The instrument that became a part of her persona

September 14, 2014 10:15 pm | Updated 10:15 pm IST - Bangalore:

Karnataka :Bangalore : 11/09/2014 . Carnatic singer M S Subbulakshmi with daughter Radha Vishwanathan setting her Tambura in shruti before a concert at Chamarajpet Ramaseva Mandali in Bangalore ( Photo for the family Album of MS Subbulakshmi's daughter Radha Viswanathan )

Karnataka :Bangalore : 11/09/2014 . Carnatic singer M S Subbulakshmi with daughter Radha Vishwanathan setting her Tambura in shruti before a concert at Chamarajpet Ramaseva Mandali in Bangalore ( Photo for the family Album of MS Subbulakshmi's daughter Radha Viswanathan )

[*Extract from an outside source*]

Issue #8546, opened 2025-01-09
845 DSP MobileNetV2 < 13.4 ms


geohot:
First, it has to work in int8.

https://github.com/MTlab/onnx2caffe/blob/master/model/MobileNetV2.onnx is the model I tested with 845's SNPE.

Come September and one is tuned to remember the voice that carried Carnatic music from Edinburgh and New York to the United Nations in the 1960s.

With M.S. Subbulakshmi at the helm, India’s distinguished musical star, the world took notice of the genre.

“September 16 marks my mother’s 98th birth anniversary,” says her daughter Radha Viswanathan, a resident of Bangalore, who has three of MS’s tamburas.

Having accompanied her mother to all her concerts and recordings for nearly six decades, Radha points to all the tamburas at her home saying, “I feel my MS Amma when I play on all these tamburas. She has left them behind for my grand-daughter Aishwarya to carry the legacy forward.”

Apart from the bhakti bhava she was known for her passion for using the tambura. The instrument was considered a part of her persona. She used five of these instruments, each one for the varied tonal quality they offered. Her penchant for point-shruti-alignment had people at All India Radio singing praises about her perfect voice configuration in all her recordings. Talking about the tamburas of the MS family, Radha says, ‘Lakshmi’ and ‘Saraswati’ were the first two tamburas that Semmangudi Srinivasa Iyer had personally named and gifted to MS in the 1940s.

She says it is a matter of pride that the tamburas were part of the concerts at the International Music Festival at Edinburgh in 1963, Carnegie Hall, New York; the UN General Assembly on UN Day in 1966; Royal Albert Hall, London in 1982; and the Festival of India in Moscow in 1987.

While the four-stringed Miraj tambura was used in some of MS’s Meera bhajans, the rare six-stringed one, gifted by dancer Bala Saraswati’s family, was used for the recording of ‘Vishnu Sahasranamam’.

“When my mother appreciated Bala Saraswati’s six-stringed tambura, her brother T. Sankaran got a replica made specially for MS,” recalls Radha, saying, the continuity, tonal purity and the options it offered enthused MS.

“It sure made its presence prominently felt in our recording that made history,” she says. No wonder Bade Ghulam Ali Khan said, “You are not Subbulakshmi, you are Suswaralakshmi!”